▶ [PROBLEM]: The data below must be returned in full and exactly.

######

PR #93, opened 2019-10-27
Fix line number font size 

HendrikMennen:
## Current behavior
If the fontsize is changed while the editor is visible the line numbers will not change their size
Unbenannt

## Expected behavior
Unbenannt

## How?
Just update the size before rendering using `EmSize = GetValue(TextBlock.FontSizeProperty);`
Maybe we should call the method `MeasureOverride(Size availableSize)` instead since it updates the fontsize aswell but I am not sure.

I added the ability to change the FontSize with CTRL+Scroll in the Demo.

### DIFF
--- a/src/AvaloniaEdit/Editing/LineNumberMargin.cs
+++ b/src/AvaloniaEdit/Editing/LineNumberMargin.cs
@@ -68,6 +68,8 @@ namespace AvaloniaEdit.Editing
         /// <inheritdoc/>
         public override void Render(DrawingContext drawingContext)
         {
+            EmSize = GetValue(TextBlock.FontSizeProperty);
+
             var textView = TextView;
             var renderSize = Bounds.Size;
             if (textView != null && textView.VisualLinesValid)
@@ -82,8 +84,7 @@ namespace AvaloniaEdit.Editing
                         Typeface, EmSize, foreground
                     );
                     var y = line.GetTextLineVisualYPosition(line.TextLines[0], VisualYPosition.TextTop);
-                    drawingContext.DrawText(foreground, new Point(renderSize.Width - text.Bounds.Width, y - textView.VerticalOffset),
-                        text);
+                    drawingContext.DrawText(foreground, new Point(renderSize.Width - text.Bounds.Width, y - textView.VerticalOffset), text);
                 }
             }
         }
--- a/src/AvaloniaEdit.Demo/MainWindow.xaml.cs
+++ b/src/AvaloniaEdit.Demo/MainWindow.xaml.cs
@@ -6,6 +6,7 @@ using Avalonia;
 using Avalonia.Controls;
 using Avalonia.Controls.Platform;
 using Avalonia.Input;
+using Avalonia.Interactivity;
 using Avalonia.Markup.Xaml;
 using Avalonia.Media;
 using Avalonia.Media.Imaging;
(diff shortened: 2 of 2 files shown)


src/AvaloniaEdit/Editing/LineNumberMargin.cs
```diff
@@ -68,6 +68,8 @@ protected override Size MeasureOverride(Size availableSize)
         /// <inheritdoc/>
         public override void Render(DrawingContext drawingContext)
         {
+            EmSize = GetValue(TextBlock.FontSizeProperty);
```
aelij: Move inside `if` block below

src/AvaloniaEdit/Editing/LineNumberMargin.cs
```diff
@@ -82,8 +84,7 @@ public override void Render(DrawingContext drawingContext)
                         Typeface, EmSize, foreground
                     );
                     var y = line.GetTextLineVisualYPosition(line.TextLines[0], VisualYPosition.TextTop);
-                    drawingContext.DrawText(foreground, new Point(renderSize.Width - text.Bounds.Width, y - textView.VerticalOffset),
```
aelij: Please avoid unnecessary formatting changes as they make PR review harder

src/AvaloniaEdit/Editing/LineNumberMargin.cs
HendrikMennen: I believe I found a better solution. Now it updates the fontsize and the margin correctly

aelij:
@HendrikMennen I've gone back to check how the original AvalonEdit dealt with this, and it seems like they register to the `TextView.VisualLinesChanged` event and use `InvalidateVisual()`:

https://github.com/icsharpcode/AvalonEdit/blob/8c8ca8844151f3b6677cb3234652a9aa984ecd4f/ICSharpCode.AvalonEdit/Editing/LineNumberMargin.cs#L96-L111

(note you don't need to assign `TexaArea` as it's handled by the base class)

https://github.com/icsharpcode/AvalonEdit/blob/8c8ca8844151f3b6677cb3234652a9aa984ecd4f/ICSharpCode.AvalonEdit/Editing/LineNumberMargin.cs#L162-L165

So I'd appreciate it if you could do the same here.

src/AvaloniaEdit/Editing/LineNumberMargin.cs
```diff
@@ -108,6 +123,13 @@ private void OnDocumentLineCountChanged(object sender, EventArgs e)
             OnDocumentLineCountChanged();
         }
 
+        void TextViewVisualLinesChanged(object sender, EventArgs e)
+        {
+            InvalidateVisual();
+            InvalidateMeasure();
```
HendrikMennen: `InvalidateVisual()` allone was not enough to make it work.

aelij: What about invalidate measure by itself?

src/AvaloniaEdit/Editing/TextArea.cs
```diff
@@ -106,6 +106,8 @@ protected TextArea(TextView textView)
             //{
             //    TextView.SetScrollOffset(new Vector(_offset.X, _offset.Y * TextView.DefaultLineHeight));
             //});
+
+            //Set's correct font size to linenumber
```
aelij: Remove comment

src/AvaloniaEdit/Editing/LineNumberMargin.cs
HendrikMennen: for this exact scenario with font size it works

aelij:
Thanks, @HendrikMennen !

######

▶ [TASK ANSWER]:
PR #93, opened 2019-10-27
Fix line number font size 

HendrikMennen:
## Current behavior
If the fontsize is changed while the editor is visible the line numbers will not change their size
Unbenannt

## Expected behavior
Unbenannt

## How?
Just update the size before rendering using `EmSize = GetValue(TextBlock.FontSizeProperty);`
Maybe we should call the method `MeasureOverride(Size availableSize)` instead since it updates the fontsize aswell but I am not sure.

I added the ability to change the FontSize with CTRL+Scroll in the Demo.

### DIFF
--- a/src/AvaloniaEdit/Editing/LineNumberMargin.cs
+++ b/src/AvaloniaEdit/Editing/LineNumberMargin.cs
@@ -68,6 +68,8 @@ namespace AvaloniaEdit.Editing
         /// <inheritdoc/>
         public override void Render(DrawingContext drawingContext)
         {
+            EmSize = GetValue(TextBlock.FontSizeProperty);
+
             var textView = TextView;
             var renderSize = Bounds.Size;
             if (textView != null && textView.VisualLinesValid)
@@ -82,8 +84,7 @@ namespace AvaloniaEdit.Editing
                         Typeface, EmSize, foreground
                     );
                     var y = line.GetTextLineVisualYPosition(line.TextLines[0], VisualYPosition.TextTop);
-                    drawingContext.DrawText(foreground, new Point(renderSize.Width - text.Bounds.Width, y - textView.VerticalOffset),
-                        text);
+                    drawingContext.DrawText(foreground, new Point(renderSize.Width - text.Bounds.Width, y - textView.VerticalOffset), text);
                 }
             }
         }
--- a/src/AvaloniaEdit.Demo/MainWindow.xaml.cs
+++ b/src/AvaloniaEdit.Demo/MainWindow.xaml.cs
@@ -6,6 +6,7 @@ using Avalonia;
 using Avalonia.Controls;
 using Avalonia.Controls.Platform;
 using Avalonia.Input;
+using Avalonia.Interactivity;
 using Avalonia.Markup.Xaml;
 using Avalonia.Media;
 using Avalonia.Media.Imaging;
(diff shortened: 2 of 2 files shown)


src/AvaloniaEdit/Editing/LineNumberMargin.cs
```diff
@@ -68,6 +68,8 @@ protected override Size MeasureOverride(Size availableSize)
         /// <inheritdoc/>
         public override void Render(DrawingContext drawingContext)
         {
+            EmSize = GetValue(TextBlock.FontSizeProperty);
```
aelij: Move inside `if` block below

src/AvaloniaEdit/Editing/LineNumberMargin.cs
```diff
@@ -82,8 +84,7 @@ public override void Render(DrawingContext drawingContext)
                         Typeface, EmSize, foreground
                     );
                     var y = line.GetTextLineVisualYPosition(line.TextLines[0], VisualYPosition.TextTop);
-                    drawingContext.DrawText(foreground, new Point(renderSize.Width - text.Bounds.Width, y - textView.VerticalOffset),
```
aelij: Please avoid unnecessary formatting changes as they make PR review harder

src/AvaloniaEdit/Editing/LineNumberMargin.cs
HendrikMennen: I believe I found a better solution. Now it updates the fontsize and the margin correctly

aelij:
@HendrikMennen I've gone back to check how the original AvalonEdit dealt with this, and it seems like they register to the `TextView.VisualLinesChanged` event and use `InvalidateVisual()`:

https://github.com/icsharpcode/AvalonEdit/blob/8c8ca8844151f3b6677cb3234652a9aa984ecd4f/ICSharpCode.AvalonEdit/Editing/LineNumberMargin.cs#L96-L111

(note you don't need to assign `TexaArea` as it's handled by the base class)

https://github.com/icsharpcode/AvalonEdit/blob/8c8ca8844151f3b6677cb3234652a9aa984ecd4f/ICSharpCode.AvalonEdit/Editing/LineNumberMargin.cs#L162-L165

So I'd appreciate it if you could do the same here.

src/AvaloniaEdit/Editing/LineNumberMargin.cs
```diff
@@ -108,6 +123,13 @@ private void OnDocumentLineCountChanged(object sender, EventArgs e)
             OnDocumentLineCountChanged();
         }
 
+        void TextViewVisualLinesChanged(object sender, EventArgs e)
+        {
+            InvalidateVisual();
+            InvalidateMeasure();
```
HendrikMennen: `InvalidateVisual()` allone was not enough to make it work.

aelij: What about invalidate measure by itself?

src/AvaloniaEdit/Editing/TextArea.cs
```diff
@@ -106,6 +106,8 @@ protected TextArea(TextView textView)
             //{
             //    TextView.SetScrollOffset(new Vector(_offset.X, _offset.Y * TextView.DefaultLineHeight));
             //});
+
+            //Set's correct font size to linenumber
```
aelij: Remove comment

src/AvaloniaEdit/Editing/LineNumberMargin.cs
HendrikMennen: for this exact scenario with font size it works

aelij:
Thanks, @HendrikMennen !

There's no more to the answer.